E aaaaaaaaaaaaaaaae suas cantora pop que faz hit surfando no hype do ex-namorado morto, tudo beleza?

Ascencio voltou, prometi pro Cacique que seria mais ativo no site (além de revisar o que a equipe escreve) neste ano, e cá estou. Fazer a review de Swimming veio quando estava escrevendo para o top 10 de 2018 do site, e pude notar a importância que este projeto teve para mim. Tenho muita coisa que gostaria de apontar/comentar sobre esse CD, vou tentar fazer faixa por faixa, espero que gostem e leiam até o fim (ninguém mais lê textos grandes na internet, aparentemente).

Como diz o meu amigo Shaq, começando pela capa: a arte de Swimming diz muito sobre o álbum, como veremos, constantemente Mac diz ter sua mente nas nuvens e estar sempre muito alto, numa espaçonave, daí tiramos a porta do avião e as nuvens lá fora; entretanto, ele diz também ter seus pés no chão, daí tiramos seus pés sujos a mostra; o branco ao redor pode ser uma metáfora para representar o que ele mesmo diz sobre tirar coisa nenhuma do nada, tentando descrever um processo criativo suprimido por problemas psicológicos.
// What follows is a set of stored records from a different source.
PR #129, opened 2021-01-24
add Sort & Permute lines plugin

Vinzent03:


lishid:
https://github.com/Vinzent03/obsidian-sort-and-permute-lines/blob/4a2b89c93fd8b4b326bda0e6d8a51e97f7818b46/main.ts#L11

This won't work if the user has more than one pane. You should rather get the current active CodeMirror instance when your command is triggered:
```ts
let view = this.app.getActiveViewOfType(MarkdownView);
if (!view) return;

let cm = view.sourceMode.cmEditor;
// Do something with cm
```

https://github.com/Vinzent03/obsidian-sort-and-permute-lines/blob/4a2b89c93fd8b4b326bda0e6d8a51e97f7818b46/main.ts#L84

This seems rather inefficient - remember that your sort function is going to be calling this function O(n log n) times, and you're constructing a new RegExp, and blowing up each line to an array of each individual characters, multiple times per line. This will probably cause a lot of strain on the GC every time you trigger the command.

This also means your sort functions just doesn't work with non-english languages - the lengths will be wrong for languages that uses accented characters like `é`, and they're going to be 0 for east-asian languages like Chinese or Japanese.

I suggest doing this instead:

```ts
// Create this globally
const {compare} = new Intl.Collator(undefined, {
	usage: 'sort',
	sensitivity: 'base',
	numeric: true,
});

let sortfunc = (a: string, b: string) => compare(a.trim(), b.trim());

// Use it as the sort function
sortAlphabetically() {
	...
	lines.sort(sortfunc);
	...
}
```

Vinzent03:
Thank you for your advice.
I had the same thought with codemirror today.

My aim with regex was to ignore syntax like `- my line` and `[[link]]`. But your sort method is definitely better. Thank you.
Pushed a hopefully better version.

lishid:
Looks like you found the ignorePunctuation flag which I was going to suggest. Good work!

One last small suggestion I would make is to use `getEditor()` in the command handlers themselves and pass along the reference to CodeMirror to `getLines` and `setLines`, instead of having those functions get the editor themselves.

Also, merged!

Explicada a capa, vamos para os sons. Mac abre seu álbum nos dando o tom do projeto como um todo, “Come Back to Earth” é uma mensagem de retorno, uma transição da inércia para o movimento, que podem ser metaforizados respectivamente por “se afogar” e “nadar”, e também interpretado como uma batalha para tomar o controle de sua mente, vencer os seus problemas. Vale dizer que não é uma mensagem de um ponto de vista vitorioso, o rapper assume que ainda está lidando com problemas e dificuldades mentais. A produção também entrega seu cartão de visitas, muitos sintetizadores, baixos marcantes, um lo-fi calmo e distante.

“Hurt Feelings” chega misturando no caldo da produção um pouco do trap, assim como dá continuidade a esta temática transitória, só que agora não se trata mais de uma mudança de postura, mas sim algo mais pessoal, mais sobre a personalidade de Mac, a qual o rapper afirma que sempre esteve em constante mudança. Com pitadas de bragga, ele dança por subtemas, sempre por meio de metáforas bem postas, como sua visão visionária, onde seus olhos ficam grandes e o mundo todo pequeno, por exemplo.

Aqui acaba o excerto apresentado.